Wir wenden uns jetzt mal an die foren wie Computerbetrug . 
Wir haben echt die schnautze voll und hoffen hier tips und ratschläge zu bekommen . Angeblich würden wir ständig 0900 nr anrufen und das neuste ist eine rechnung von paybyte . Nach recherschen unsere seit im internet usw . haben wir festgestellt das die eine oder andere nr voll der [ edit] ist, wo die telkom auch schon gerichtsverfahren verlohren hat . wir sind bei KabelBW ( nach wechsel von der telekom ) dann fing der ganze ärger erst richtig an .Wir haben mal eine nr angewählt und dann kommt die ansage (sehr geehrter anrufer , leider ist der dienst über diese verbindung nicht möglich , bitte rufe mich mit deinem handy an . komisch ist das alles nur Nextnet;mrnextnet . dtms ist . also alles der gleiche laden . die bundesnetzagentur hilft uns auch nicht weiter . wir haben anzeige erstattet , aber die polizei stellte uns nur als idoten da .wenn ihr tips und ratschläge habt . dann her damit . eins ist sicher zahlen werden wir nichts. Lieber lassen wir uns einsperren als das wir so [ edit]  geld überweißen. Lg Pardalis .


----------



## Reducal (17 April 2010)

*AW: mehrwertdienste und paybyte [ edit ]*



Pardalis1810 schrieb:


> wir haben anzeige erstattet , aber die polizei stellte uns nur als idoten da


:auslach: 
Ja und warum wohl? Das ist aller Wahrscheinlichkeit nach eine zivile Sache, deren Klärung nicht die Aufgabe der Strafverfolger ist.



Pardalis1810 schrieb:


> Lieber lassen wir uns einsperren als das wir so   geld überweißen.

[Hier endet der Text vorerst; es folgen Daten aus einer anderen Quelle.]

PR #457, opened 2019-03-05
Add a fqn field to blogs and users

### LINKED ISSUE #319: Cache FQNs in DB
We are recomputing them so many time when they would just be stored as regular field in the database.

BaptisteGelez:
Fixes #319

### DIFF
--- a/migrations/sqlite/2019-03-05-082846_add_fqn/down.sql
+++ b/migrations/sqlite/2019-03-05-082846_add_fqn/down.sql
@@ -1,0 +1,3 @@
+-- This file should undo anything in `up.sql`
+ALTER TABLE blogs DROP COLUMN fqn;
+ALTER TABLE users DROP COLUMN fqn;
--- a/migrations/sqlite/2019-03-05-082846_add_fqn/down.sql
+++ b/migrations/sqlite/2019-03-05-082846_add_fqn/down.sql
@@ -1,3 +1,46 @@
 -- This file should undo anything in `up.sql`
-ALTER TABLE blogs DROP COLUMN fqn;
-ALTER TABLE users DROP COLUMN fqn;
+CREATE TABLE blogs_no_fqn (
+    id INTEGER NOT NULL PRIMARY KEY AUTOINCREMENT,
+    actor_id VARCHAR NOT NULL,
+    title VARCHAR NOT NULL,
+    summary TEXT NOT NULL DEFAULT '',
+    outbox_url VARCHAR NOT NULL UNIQUE,
+    inbox_url VARCHAR NOT NULL UNIQUE,
+    instance_id INTEGER REFERENCES instances(id) ON DELETE CASCADE NOT NULL,
+    creation_date DATETIME NOT NULL DEFAULT CURRENT_TIMESTAMP,
+    ap_url text not null default '' UNIQUE,
+    private_key TEXT,
+    public_key TEXT NOT NULL DEFAULT '', fqn TEXT NOT NULL DEFAULT '',
+    CONSTRAINT blog_unique UNIQUE (actor_id, instance_id)
+);
+
+INSERT INTO blogs_no_fqn SELECT * FROM blogs;
+DROP TABLE blogs;
+ALTER TABLE blogs_no_fqn RENAME TO blogs;
+
+
+CREATE TABLE users_no_fqn (
+    id INTEGER NOT NULL PRIMARY KEY AUTOINCREMENT,
+    username VARCHAR NOT NULL,
+    display_name VARCHAR NOT NULL DEFAULT '',
+    outbox_url VARCHAR NOT NULL UNIQUE,
+    inbox_url VARCHAR NOT NULL UNIQUE,
+    is_admin BOOLEAN NOT NULL DEFAULT 'f',
+    summary TEXT NOT NULL DEFAULT '',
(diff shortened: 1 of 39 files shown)


fdb-hiroshima:
I'm wondering. On a brand new, uninitialized instance, does it works? The select would return 0 rows, so does the CASE never match, or does it fail?

BaptisteGelez:
I think it will never run, since there are no blogs or users, so no problem.

migrations/sqlite/2019-03-05-082846_add_fqn/up.sql
```diff
@@ -1,7 +1,7 @@
 -- Your SQL goes here
 ALTER TABLE blogs ADD COLUMN fqn TEXT NOT NULL DEFAULT '';
 UPDATE blogs SET fqn =
-	(CASE WHEN instance_id = 1 THEN
+	(CASE WHEN (SELECT local FROM instances WHERE id = instance_id) THEN
 		actor_id
 	ELSE
 		(actor_id || '@' || (SELECT public_domain FROM instances WHERE id = instance_id LIMIT 1))
```
fdb-hiroshima: why LIMIT 1? Isn't id unique?

BaptisteGelez: Just to be sure. :stuck_out_tongue:

migrations/sqlite/2019-03-05-082846_add_fqn/down.sql
```diff
@@ -0,0 +1,3 @@
+-- This file should undo anything in `up.sql`
+ALTER TABLE blogs DROP COLUMN fqn;
+ALTER TABLE users DROP COLUMN fqn;
```
fdb-hiroshima: sqlite doesn't allow to drop column, you have to do the annoying copy thing

BaptisteGelez: Ah, yes, forgot about that… :expressionless:

migrations/sqlite/2019-03-05-082846_add_fqn/down.sql
```diff
@@ -1,3 +1,46 @@
...
+    actor_id VARCHAR NOT NULL,
+    title VARCHAR NOT NULL,
+    summary TEXT NOT NULL DEFAULT '',
+    outbox_url VARCHAR NOT NULL UNIQUE,
+    inbox_url VARCHAR NOT NULL UNIQUE,
+    instance_id INTEGER REFERENCES instances(id) ON DELETE CASCADE NOT NULL,
+    creation_date DATETIME NOT NULL DEFAULT CURRENT_TIMESTAMP,
+    ap_url text not null default '' UNIQUE,
+    private_key TEXT,
+    public_key TEXT NOT NULL DEFAULT '', fqn TEXT NOT NULL DEFAULT '',
```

Jetzt lasst euch halt erst einmal verklagen oder klagt selbst. Anders, so scheint mir hier, wird wohl kaum der Sachverhalt restlos aufzuklären sein.


----------



## Pardalis1810 (18 April 2010)

*AW: mehrwertdienste und paybyte [ edit ]*

Ja sau komisch !! Der schaden geht bei uns in die tausende!!Und komisch gell. Überall bekommt man den rat anzeige zu erstatten und dagegen zu gehn . Ich dachte hier sind halbwegs normale leute die gute tips haben oder einem helfen wollen. war wohl ein irrtum!!


----------



## wahlhesse (18 April 2010)

*AW: mehrwertdienste und paybyte [ edit ]*

Wenn der Schaden in die Tausende geht, ist es definitiv der beste Weg, einen Anwalt zu beauftragen um die Kosten in den Griff zu bekommen.

Hier einen Wortsalat als Erstposting abzuliefern um Hilfe im Einzelfall zu erwarten, welche hier in Deutschland übrigens so nicht zulässig ist, Stichwort Rechtsdienstleistungsgesetz, um dann rumzupöbeln zeugt nicht von einer ernsthaften Vorgehensweise. Daher schließen wir hier ab.

LG
wahlhesse


----------